→ **DIRECTIONS FOR THIS TASK**: In the listing that follows, locate the line containing "PR #942, opened 2022-03-30" and the line containing "--- a/meerk40t/core/cutcode.py". Retype exactly those two lines and every line between them, and nothing more.

→ **RAW DATA**:
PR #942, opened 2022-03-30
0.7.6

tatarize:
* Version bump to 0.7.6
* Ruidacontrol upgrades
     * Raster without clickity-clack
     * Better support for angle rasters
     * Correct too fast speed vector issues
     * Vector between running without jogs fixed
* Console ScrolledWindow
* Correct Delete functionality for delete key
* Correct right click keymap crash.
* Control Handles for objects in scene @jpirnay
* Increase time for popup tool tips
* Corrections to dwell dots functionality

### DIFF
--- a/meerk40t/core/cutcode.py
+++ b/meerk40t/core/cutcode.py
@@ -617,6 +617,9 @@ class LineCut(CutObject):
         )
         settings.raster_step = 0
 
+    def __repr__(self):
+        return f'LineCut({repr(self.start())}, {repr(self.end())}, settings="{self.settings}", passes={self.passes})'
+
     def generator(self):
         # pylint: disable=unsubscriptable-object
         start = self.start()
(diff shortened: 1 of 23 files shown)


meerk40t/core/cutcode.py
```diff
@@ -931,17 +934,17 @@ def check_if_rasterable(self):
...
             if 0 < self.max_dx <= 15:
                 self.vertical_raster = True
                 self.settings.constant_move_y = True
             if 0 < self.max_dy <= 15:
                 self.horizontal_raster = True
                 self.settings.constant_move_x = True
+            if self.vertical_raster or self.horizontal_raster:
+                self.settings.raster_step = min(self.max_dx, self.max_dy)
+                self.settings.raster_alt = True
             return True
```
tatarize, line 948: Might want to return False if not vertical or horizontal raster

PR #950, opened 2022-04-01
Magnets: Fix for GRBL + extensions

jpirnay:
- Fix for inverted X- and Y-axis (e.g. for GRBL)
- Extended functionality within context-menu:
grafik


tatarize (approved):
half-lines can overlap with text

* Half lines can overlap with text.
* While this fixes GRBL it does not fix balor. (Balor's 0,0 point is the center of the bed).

* * *

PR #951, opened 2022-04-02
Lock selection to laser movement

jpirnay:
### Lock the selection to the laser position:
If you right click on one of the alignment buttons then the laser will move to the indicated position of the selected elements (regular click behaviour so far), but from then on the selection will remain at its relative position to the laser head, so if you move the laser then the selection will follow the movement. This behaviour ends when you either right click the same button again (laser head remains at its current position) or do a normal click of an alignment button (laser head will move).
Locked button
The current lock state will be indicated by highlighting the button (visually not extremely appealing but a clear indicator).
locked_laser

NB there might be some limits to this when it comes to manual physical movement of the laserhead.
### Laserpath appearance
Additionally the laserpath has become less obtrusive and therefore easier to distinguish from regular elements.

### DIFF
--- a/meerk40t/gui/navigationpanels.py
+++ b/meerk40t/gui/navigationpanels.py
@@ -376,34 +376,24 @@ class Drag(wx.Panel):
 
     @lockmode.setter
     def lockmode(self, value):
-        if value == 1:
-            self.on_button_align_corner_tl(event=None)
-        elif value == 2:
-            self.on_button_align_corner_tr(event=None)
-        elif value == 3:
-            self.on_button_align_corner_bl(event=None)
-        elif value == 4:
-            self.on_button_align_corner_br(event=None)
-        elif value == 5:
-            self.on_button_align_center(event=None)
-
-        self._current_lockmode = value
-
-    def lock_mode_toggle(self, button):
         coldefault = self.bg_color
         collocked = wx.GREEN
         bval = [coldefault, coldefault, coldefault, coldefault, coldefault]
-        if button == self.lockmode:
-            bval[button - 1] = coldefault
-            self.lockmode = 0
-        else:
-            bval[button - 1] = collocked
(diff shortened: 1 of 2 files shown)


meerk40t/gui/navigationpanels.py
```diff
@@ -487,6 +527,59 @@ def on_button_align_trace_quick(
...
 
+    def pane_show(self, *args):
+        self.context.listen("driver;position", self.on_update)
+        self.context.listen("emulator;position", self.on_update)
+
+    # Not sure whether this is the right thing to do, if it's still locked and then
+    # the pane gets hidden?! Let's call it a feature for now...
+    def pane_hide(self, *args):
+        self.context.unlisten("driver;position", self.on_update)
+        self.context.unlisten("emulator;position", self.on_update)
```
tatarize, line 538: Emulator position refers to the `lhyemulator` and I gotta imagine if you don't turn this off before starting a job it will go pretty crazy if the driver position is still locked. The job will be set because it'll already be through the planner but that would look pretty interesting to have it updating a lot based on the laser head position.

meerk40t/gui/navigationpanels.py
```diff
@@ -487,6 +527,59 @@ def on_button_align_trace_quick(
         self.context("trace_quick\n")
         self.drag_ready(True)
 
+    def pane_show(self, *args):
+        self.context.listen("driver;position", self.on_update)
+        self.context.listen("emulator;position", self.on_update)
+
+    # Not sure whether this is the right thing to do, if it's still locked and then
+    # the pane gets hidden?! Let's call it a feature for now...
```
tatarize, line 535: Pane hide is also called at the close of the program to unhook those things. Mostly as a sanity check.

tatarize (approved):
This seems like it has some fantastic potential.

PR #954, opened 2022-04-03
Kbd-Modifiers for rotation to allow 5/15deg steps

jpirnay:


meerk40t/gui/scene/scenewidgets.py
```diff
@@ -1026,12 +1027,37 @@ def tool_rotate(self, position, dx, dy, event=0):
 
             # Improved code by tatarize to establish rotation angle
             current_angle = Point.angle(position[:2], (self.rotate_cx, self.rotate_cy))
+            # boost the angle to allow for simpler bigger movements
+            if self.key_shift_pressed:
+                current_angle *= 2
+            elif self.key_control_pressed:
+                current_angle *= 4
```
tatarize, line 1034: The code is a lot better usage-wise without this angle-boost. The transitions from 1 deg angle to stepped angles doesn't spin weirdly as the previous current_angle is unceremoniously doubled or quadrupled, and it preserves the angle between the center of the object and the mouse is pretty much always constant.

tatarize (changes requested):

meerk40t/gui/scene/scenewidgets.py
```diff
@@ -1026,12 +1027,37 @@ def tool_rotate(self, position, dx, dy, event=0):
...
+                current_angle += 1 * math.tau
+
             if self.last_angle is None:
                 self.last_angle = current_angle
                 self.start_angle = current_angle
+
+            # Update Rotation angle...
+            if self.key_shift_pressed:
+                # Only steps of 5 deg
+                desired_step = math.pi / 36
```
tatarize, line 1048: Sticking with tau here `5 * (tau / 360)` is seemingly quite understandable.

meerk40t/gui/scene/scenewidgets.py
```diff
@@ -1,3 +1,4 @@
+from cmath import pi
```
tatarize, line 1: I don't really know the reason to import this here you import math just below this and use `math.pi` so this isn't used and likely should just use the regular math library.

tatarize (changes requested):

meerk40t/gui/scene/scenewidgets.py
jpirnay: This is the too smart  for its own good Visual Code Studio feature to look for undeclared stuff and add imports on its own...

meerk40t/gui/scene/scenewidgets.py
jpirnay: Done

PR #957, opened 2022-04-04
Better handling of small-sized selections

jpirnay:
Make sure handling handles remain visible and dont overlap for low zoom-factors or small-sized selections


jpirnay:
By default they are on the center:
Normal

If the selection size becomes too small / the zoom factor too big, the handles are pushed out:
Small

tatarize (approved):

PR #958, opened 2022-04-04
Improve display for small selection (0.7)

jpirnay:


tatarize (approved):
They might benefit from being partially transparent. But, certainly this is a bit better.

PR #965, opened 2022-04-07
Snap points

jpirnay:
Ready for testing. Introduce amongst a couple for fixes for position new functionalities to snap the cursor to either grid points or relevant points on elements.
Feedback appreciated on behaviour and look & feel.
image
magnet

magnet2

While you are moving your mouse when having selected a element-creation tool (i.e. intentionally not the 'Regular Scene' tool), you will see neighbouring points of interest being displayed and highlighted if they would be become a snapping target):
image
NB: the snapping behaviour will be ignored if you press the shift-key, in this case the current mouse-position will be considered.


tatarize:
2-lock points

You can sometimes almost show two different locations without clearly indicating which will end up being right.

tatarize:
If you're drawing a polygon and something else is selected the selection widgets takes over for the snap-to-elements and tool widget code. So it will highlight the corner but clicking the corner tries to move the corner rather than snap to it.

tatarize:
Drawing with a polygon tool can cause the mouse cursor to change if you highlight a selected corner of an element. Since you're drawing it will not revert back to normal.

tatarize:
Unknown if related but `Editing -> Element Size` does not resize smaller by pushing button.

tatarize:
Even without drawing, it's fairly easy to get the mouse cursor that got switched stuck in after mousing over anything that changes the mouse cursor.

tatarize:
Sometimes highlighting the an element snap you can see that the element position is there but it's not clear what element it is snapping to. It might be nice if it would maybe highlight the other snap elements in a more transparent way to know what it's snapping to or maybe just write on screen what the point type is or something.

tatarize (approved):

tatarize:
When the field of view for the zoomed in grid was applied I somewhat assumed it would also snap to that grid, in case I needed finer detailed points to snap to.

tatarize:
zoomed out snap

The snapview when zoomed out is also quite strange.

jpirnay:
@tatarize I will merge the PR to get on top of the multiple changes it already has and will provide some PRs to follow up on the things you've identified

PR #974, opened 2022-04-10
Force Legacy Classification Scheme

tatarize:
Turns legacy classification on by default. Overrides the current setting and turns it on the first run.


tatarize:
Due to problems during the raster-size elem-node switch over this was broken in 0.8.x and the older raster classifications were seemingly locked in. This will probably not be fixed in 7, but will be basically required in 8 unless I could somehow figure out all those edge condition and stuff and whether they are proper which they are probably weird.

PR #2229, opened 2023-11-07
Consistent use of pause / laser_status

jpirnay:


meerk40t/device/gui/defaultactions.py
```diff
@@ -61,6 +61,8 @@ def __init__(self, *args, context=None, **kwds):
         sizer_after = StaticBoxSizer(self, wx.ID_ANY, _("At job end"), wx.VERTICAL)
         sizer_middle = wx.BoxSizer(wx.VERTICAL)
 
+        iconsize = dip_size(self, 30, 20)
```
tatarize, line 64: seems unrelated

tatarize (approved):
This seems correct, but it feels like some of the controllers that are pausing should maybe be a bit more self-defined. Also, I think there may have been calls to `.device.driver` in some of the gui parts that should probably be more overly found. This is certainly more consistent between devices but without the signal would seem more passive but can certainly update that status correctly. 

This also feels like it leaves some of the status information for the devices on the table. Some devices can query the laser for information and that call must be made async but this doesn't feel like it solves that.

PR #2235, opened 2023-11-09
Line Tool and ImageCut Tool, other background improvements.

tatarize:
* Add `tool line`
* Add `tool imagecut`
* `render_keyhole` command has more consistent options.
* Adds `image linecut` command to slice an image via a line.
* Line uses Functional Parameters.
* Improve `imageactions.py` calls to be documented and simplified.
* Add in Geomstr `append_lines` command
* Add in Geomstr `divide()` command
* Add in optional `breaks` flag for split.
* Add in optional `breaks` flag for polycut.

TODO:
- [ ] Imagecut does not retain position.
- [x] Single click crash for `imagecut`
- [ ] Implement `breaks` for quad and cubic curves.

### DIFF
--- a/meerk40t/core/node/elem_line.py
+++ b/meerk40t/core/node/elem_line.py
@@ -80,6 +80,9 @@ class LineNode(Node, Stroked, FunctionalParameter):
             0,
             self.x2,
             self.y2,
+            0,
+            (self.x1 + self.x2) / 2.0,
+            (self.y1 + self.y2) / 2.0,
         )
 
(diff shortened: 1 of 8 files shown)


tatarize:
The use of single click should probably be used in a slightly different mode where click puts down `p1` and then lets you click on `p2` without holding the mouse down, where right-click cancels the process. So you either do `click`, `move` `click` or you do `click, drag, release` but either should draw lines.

→ **EXERCISE RESPONSE**:
PR #942, opened 2022-03-30
0.7.6

tatarize:
* Version bump to 0.7.6
* Ruidacontrol upgrades
     * Raster without clickity-clack
     * Better support for angle rasters
     * Correct too fast speed vector issues
     * Vector between running without jogs fixed
* Console ScrolledWindow
* Correct Delete functionality for delete key
* Correct right click keymap crash.
* Control Handles for objects in scene @jpirnay
* Increase time for popup tool tips
* Corrections to dwell dots functionality

### DIFF
--- a/meerk40t/core/cutcode.py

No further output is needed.